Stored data
PR #3, opened 2024-09-20
improve perf using pydantic

MartinBelthle:
Better usage of pydantic serialization allows us to drop the usage of json built-in library which is way slower


vargastat:
ok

Try it:
Give back each record exactly, from the first line through the last.

Completed task:
PR #3, opened 2024-09-20
improve perf using pydantic

MartinBelthle:
Better usage of pydantic serialization allows us to drop the usage of json built-in library which is way slower


vargastat:
ok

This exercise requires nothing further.